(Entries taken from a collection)
PR #1465, opened 2016-03-04
fleetctl:test: {destroy|stop|unload} if the test fails then return as early as possible

tixxdz:
If the tests fail then return, and avoid printing other confusing error messages


jonboulle:
LGTM

PR #1472, opened 2016-03-07
fleet:functional-test: make Fleetctl() start print stdout and stderr on failures

tixxdz:
If functional tests fail in Fleetctl() start for some units, then just print directly as much information as possible. This will save some time when errors are just obvious ones.


jonboulle:
LGTM

PR #1474, opened 2016-03-07
fleetctl: {load|unload|start|stop} and get unit code cleanups 

tixxdz:
This patches set aims to make the code more consistent and robust. It does not change the current behaviour just improves the code, consolidate it, more debug logs and code comments.

The main goal is to let stop, start, load and unload to share the same code base and probably avoid any corner case or bug that may related to one of these commands.

Some logic can be easily shared later when we add stop to destroy command to solve #1000

There were some TODOs in the code base that I cleaned up with the last two patches. These patches will make it easy for us to implement later #1295

This new PR is to trigger semaphoreci.

### DIFF
--- a/fleetctl/fleetctl.go
+++ b/fleetctl/fleetctl.go
@@ -746,6 +746,56 @@ func setTargetStateOfUnits(units []string, state job.JobState) ([]*schema.Unit, 
 	return triggered, nil
 }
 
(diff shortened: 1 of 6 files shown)


tixxdz:
closing in favor of the original one, since semaphore did trigger again... https://github.com/coreos/fleet/pull/1433

PR #1476, opened 2016-03-07
tests: minor improvements for run-in-qemu script

### LINKED ISSUE #1471: tests: improve run-in-qemu script
1) check coreos signature for the image (https://github.com/coreos/docs/issues/760)
2) handle race condition when ssh daemon is stared but public key was not yet put into /home/core/.ssh/authorized_keys

kayrus:
resolves #1471


kayrus:
Also added qcow2 backup support. This will allow you to run tests inside create image every time.

jonboulle:
lgtm

PR #1485, opened 2016-03-09
use better filename for functional test log

reneengelhard:


reneengelhard:
ignore the first patch, needs more adaptions

tixxdz:
Does the functional/clean.sh also tries to remove this file ? if so then it should also be updated there too...

reneengelhard:
@tixxdz: now yes :)

PR #1486, opened 2016-03-09
tests: remove legacy code

kayrus:
/cc @jonboulle 
I added this code for ubuntu support and it was not implemented. So let's remove.


tixxdz:
lgtm, thanks!

PR #1488, opened 2016-03-09
functional: allow ssh port number and channel name to be overridden

dongsupark:
With these changes, users are now able to override channel name
as well as the local ssh port number. For example:

```
 $ COREOS_SSH_PORT=2245 COREOS_CHANNEL=alpha ./run-in-qemu
```

Additionally BASE_IMAGE should be set according to the channel name,
to avoid potential file naming conflicts.

This PR depends on https://github.com/coreos/fleet/pull/1476

/cc @kayrus

### DIFF
--- a/functional/run-in-qemu
+++ b/functional/run-in-qemu
@@ -2,6 +2,44 @@
 
 BASENAME=$(basename $0)
 
+USAGE="Usage: $0 [options]
+Options:
+    -c|-channel CHANNEL
+                channel name (stable/beta/alpha)               [default: stable]
+    -p|-ssh-port PORT
+                The port on localhost to map to the VM's sshd. [default: 2244]
+    -v          Make verbose
+    -h          this help message
+
+This script is a wrapper around qemu for starting CoreOS virtual machines,
+especially for running functional tests automatically.
+The -c option can be used to specify a channel name: stable, beta, or alpha.
+The -p option may be used to specify a particular ssh port on localhost to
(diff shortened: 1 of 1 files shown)


tixxdz:
@dongsupark lgtm! could you please rebase and update with a git push -f on endocode:dongsu/qemu-override-env-vars same branch ? thanks

dongsupark:
@tixxdz rebased.
And I also updated the naming scheme of BASE_IMAGE, from ``coreos_production_qemu_image_${COREOS_CHANNEL}.img`` to ``coreos_${COREOS_CHANNEL}_production_qemu_image.img``, as suggested by @kayrus.

tixxdz:
@dongsupark actually after some thoughts on this, I think it would be better to just follow the same thing that's provided here: https://coreos.com/os/docs/latest/booting-with-qemu.html  http://stable.release.core-os.net/amd64-usr/current/coreos_production_qemu.sh  and use arguments for port -p and possibly print help only for "--help" 

It seems that scripts is autogenerated, but we won't add much arguments just the port and a possible channel ?  thoughts ?

dongsupark:
Updated.
As @tixxdz suggested, added support for command-line parameters for channel as well as ssh port number, also added help messages.
As @kayrus suggested, changed the naming scheme of ``$IMAGE`` to reflect correct channel name.

dongsupark:
@tixxdz Updated the help message

PR #1489, opened 2016-03-09
tests: removed yet another legacy code

kayrus:


tixxdz:
@kayrus could you please give it a better commit log, which test ? and try to be precise so we won't use the same words for previous or future patchesn thank you!

tixxdz:
lgtm

PR #1491, opened 2016-03-09
tests: kill ssh-agent on exit

kayrus:
in case when you run several tests inside one VM you'd probably see lots of `ssh-agent`'s
/cc @jonboulle @antrik @tixxdz


jonboulle:
lgtm

PR #6, opened 2017-12-18
Updated button so it can be applied to a button or anchor and removed…

jtrujill:
I still need to update the button's unit tests and I also need to update the button demo's documentation, but this pull request will allow others to start making conversation


src/app/lib/button/button-demo/button-demo.component.html
```diff
@@ -1,75 +1,83 @@
...
+        <button hc-button title="Primary-Alt3 Button" color="primary-alt3">Primary Alt3 Button</button>
+    </div>
+    <h5>
+        Secondary Buttons
+    </h5>
+    <button hc-button title="Secondary Button" color="secondary">Secondary Button</button>
+    <h5>
+        Disabled Buttons
+    </h5>
+    <button hc-button title="Disabled Button" color="primary" disabled>Disabled Button</button>
```
corytak: Love how semantic the markup is and how you can use the native apis like disabled. Very nice.

src/app/lib/button/button-demo/button-demo.component.ts
```diff
@@ -1,90 +1,15 @@
...
+    styleUrls: ['./button-demo.component.scss'],
+    encapsulation: ViewEncapsulation.None
 })
-export class ButtonDemoComponent implements OnInit {
+export class ButtonDemoComponent {
+    showTemplate: boolean = true;
 
-  public showTemplate: boolean = true;
-
-  public primaryButton1Options: ButtonOptions = {
```
corytak: Love the removal of all of these unnecessary objects.

src/app/lib/button/button.component.ts
```diff
@@ -1,16 +1,42 @@
...
-  selector: 'hc-button',
-  templateUrl: './button.component.html',
-  styleUrls: ['./button.component.scss']
+    selector: 'button[hc-button], a[hc-button]',
+    template: '<ng-content></ng-content>',
+    styleUrls: ['./button.component.scss']
 })
-export class ButtonComponent {
-  @Input() public options = new ButtonOptions();
-  @Output() public onButtonClick = new EventEmitter<boolean>();
```
corytak: This is a nice change that the consumer can use the native `(onClick)` functionality rather than a pass through EventEmitter

src/app/lib/button/button.component.ts
```diff
@@ -1,16 +1,42 @@
-import { Component, EventEmitter, Output, Input } from '@angular/core';
-import { ButtonOptions } from './button-options';
+/* tslint:disable:component-selector */
```
corytak: At some point we'll want to establish our tslint rules and perhaps have an [.editor config file](https://marketplace.visualstudio.com/items?itemName=EditorConfig.EditorConfig) that we check in with the library pull requests don't have as much noise from formatting.

src/app/lib/button/button.component.ts
```diff
@@ -1,16 +1,42 @@
...
+// https://github.com/mgechev/codelyzer/issues/178#issuecomment-265154480
+
+import {Component, ElementRef, Input, OnChanges, Renderer2, SimpleChanges} from '@angular/core';
+
+export function throwErrorForInvalidButtonColor() {
```
corytak: Any reason in particular why this function exists outside of the ButtonComponent class?

corytak:
@jtrujill This looks really great. I like the direction of using native HTML elements as much as possible. The removal of bulky options objects will make this so much easier to use. 

One thing we'll want to look at as a team is creating some formatting standards so the code changes are easier to tease apart from formatting changes.

src/app/lib/button/button.component.ts
jtrujill: The reason for this is so that I can do unit testing to make sure that the error gets thrown appropriately

src/app/lib/button/button.component.ts
jtrujill: I totally agree and didn't realize until @waldnercharles had said that I'm using spaces instead of tabs and I'm using 2 spaces per tab. I created a new issue #8 that is intended to fix this issue. I'm going to hold off on getting this pull request merged in until that is resolved, since we're in no hurry

jtrujill:
I'll remove the font-awesome dependency and get that pushed to this pull-request. In general I think we should avoid using any other library within our own library to avoid version conflicts with the users of our library and also to reduce the overall size of the library. For example I don't believe that I library like underscore or ramda would be beneficial for this project. So I think we should have it as a policy that any external dependency should be frowned upon and requires a very good reason to make an exception to that

src/app/lib/button/button-demo/button-demo.component.html
```diff
@@ -1,75 +1,83 @@
...
-    </div>
-    <pre><code>&#x3C;hc-button
+    <div class="headerName">Angular Component</div>
+    <br>
+    <div id="HTML" *ngIf="showTemplate">
+        <div class="codeToggle">
+            <span class="toggleOptionOn" (click)="viewToggle('html')">HTML</span>
+            <span class="toggleOptionOff" (click)="viewToggle('ts')">TypeScript</span>
+        </div>
+        <pre><code>&#x3C;hc-button
```
benjanderson: this should be changed to show the proper usage of the button
ie instead of <hc-button> it should be <button hc-button

src/app/lib/button/button.component.scss
```diff
@@ -1,618 +1,137 @@
 @import '../colors.scss';
```
benjanderson: This is amazing how you condensed all of the styles into a reusable and maintainable file. Great work!

jtrujill:
I now have unit tests written for the button and anchor component. I had to create two components because the disabled property had to be handled differently for anchor since it doesn't natively support it. 

I also edited the demo documentation so that it shows the correct html usage and gives the correct parameters.

PR #9, opened 2017-12-23
Travis CI 

jtrujill:
I added a .travis.yml file so that we can get a CI pipeline in place to make sure all pull requests pass lint, build and unit tests. I'll need someone with more privileges to enable travis ci for Fabric.Cashmere before CI will work


jtrujill:
I would like to use slack notifications to notify us of the CI pipeline. However, I don't know if we want to use the cashmere channel or if we'd like to create another channel.

benjanderson:
A CI pipeline has already been created https://i.imgur.com/7omTLkt.png through vsts that runs lint and tetss and is being deployed to http://cashmere.azurewebsites.net/

You can see that the build is already associated with the check in to master so I opted not to create a slack integration

I am unfamiliar with travis, and am open to the idea

jtrujill:
@benjanderson
Travis ci is an open source CI pipeline that is used by probably most open source software on github. The reasons I like it is that the process is saved in code and is available for everyone to view and make edits to the process.

Travis will also run CI against all pull requests and will indicate to the reviewers whether it has passed or failed. This I think is the best reason for moving to Travis instead of vsts. The approval process would be smoother if we could validate that a pull request passes our pull request process before we try to make a commit to master. Also it requires that reviewers use both github and VSTS in order to manage the project, which I don't like the idea about doing

Another benefit is that Travis is free to use and there are no limits as long as the software is open source. We might as well save the company some money and also allow others such as myself the ability to easily edit the pipeline without requiring that everyone be given privileges to access it through VSTS

benjanderson:
I like your reasoning and it sounds like we have much to gain and nothing to lose by using travis ci. I still think it is reasonable to keep the existing CI pipeline to deploy to the website whenever master is checked into.

package.json
```diff
@@ -12,7 +12,8 @@
     "start": "ng serve",
     "build": "ng build",
     "test": "ng test",
-    "test-single-run": "ng test --single-run",
+    "ci:build": "ng build --prod --no-progress",
+    "ci:test": "ng test --single-run --code-coverage --no-progress",
     "release": "ng build --target production --build-optimizer",
```
corytak: We may want to have some different commands for building the demo app, e.g. `ci:build` and commands for building the library. Right now the `npm run package` command will run `node build.js` and then to publish the library to npm you would run `npm publish dist` with whatever prerelease tags we want to set.

jtrujill: I agree with that. I thought I remembered that people had agreed to wanting to do the npm packaging manually, at least at first. That would be an easy addition that we could do later, but want I wanted to achieve immediately was better info for reviewers on whether or not a pull request passes the basic set of tests that we have.

jtrujill:
@benjanderson 
If you make that change to vsts sometime today and let me know through slack when that’s done I’ll merge pull request #9.

This pull request will also require that either @benjanderson, @corytak or someone else with full access to the repo enable Travis CI for this repo. This link tells you how to do that https://docs.travis-ci.com/user/getting-started/

benjanderson:
Sounds good, @jtrujill I will enable it after the pull request is completed

PR #13, opened 2018-01-07
fix linting errors

benjanderson:


benjanderson:
sweet, as this fixes the build I am going to just complete this

PR #21, opened 2018-01-18
added npm-font-open-sans to package.json

jacquie:


corytak:
This gets to @joeskeen 's point about how things can get confusing when the docs and the lib files are all enmeshed into one directory structure. Styles.scss isn't packaged into the library build process and only styles the demo app. If we want to include this in a sass file that could be imported by apps using the library we should import it into src/app/lib/colors.scss or add a new .scss file in the lib folder or rename the colors.scss file to be something that's more generic.

andrew-frueh:
Ah that's a great callout @corytak - I see what you're saying about "styles.scss" being only for the demo app.  So this is a great topic for conversation at our Cashmere Open Space - and I think @joeskeen makes a good point about separating the demo from the library better.

But as to the point of this pull request, I like your suggestion Cory.  For the sake of clarity, my suggestion would be that we add another file called fonts.scss and import Open Sans and Font Awesome there.  Then adjust the demo site accordingly.  @jacquie - is that a switch that you can make?  Or @corytak it looks like this is just in a branch not in a separate fork, so maybe you can take care of it?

Prompt → Scan the lines above for "this help message" and for "As @tixxdz suggested, added". Repeat exactly the line holding each of them and every line in between.

Problem solution →
+    -h          this help message
+
+This script is a wrapper around qemu for starting CoreOS virtual machines,
+especially for running functional tests automatically.
+The -c option can be used to specify a channel name: stable, beta, or alpha.
+The -p option may be used to specify a particular ssh port on localhost to
(diff shortened: 1 of 1 files shown)


tixxdz:
@dongsupark lgtm! could you please rebase and update with a git push -f on endocode:dongsu/qemu-override-env-vars same branch ? thanks

dongsupark:
@tixxdz rebased.
And I also updated the naming scheme of BASE_IMAGE, from ``coreos_production_qemu_image_${COREOS_CHANNEL}.img`` to ``coreos_${COREOS_CHANNEL}_production_qemu_image.img``, as suggested by @kayrus.

tixxdz:
@dongsupark actually after some thoughts on this, I think it would be better to just follow the same thing that's provided here: https://coreos.com/os/docs/latest/booting-with-qemu.html  http://stable.release.core-os.net/amd64-usr/current/coreos_production_qemu.sh  and use arguments for port -p and possibly print help only for "--help" 

It seems that scripts is autogenerated, but we won't add much arguments just the port and a possible channel ?  thoughts ?

dongsupark:
Updated.
As @tixxdz suggested, added support for command-line parameters for channel as well as ssh port number, also added help messages.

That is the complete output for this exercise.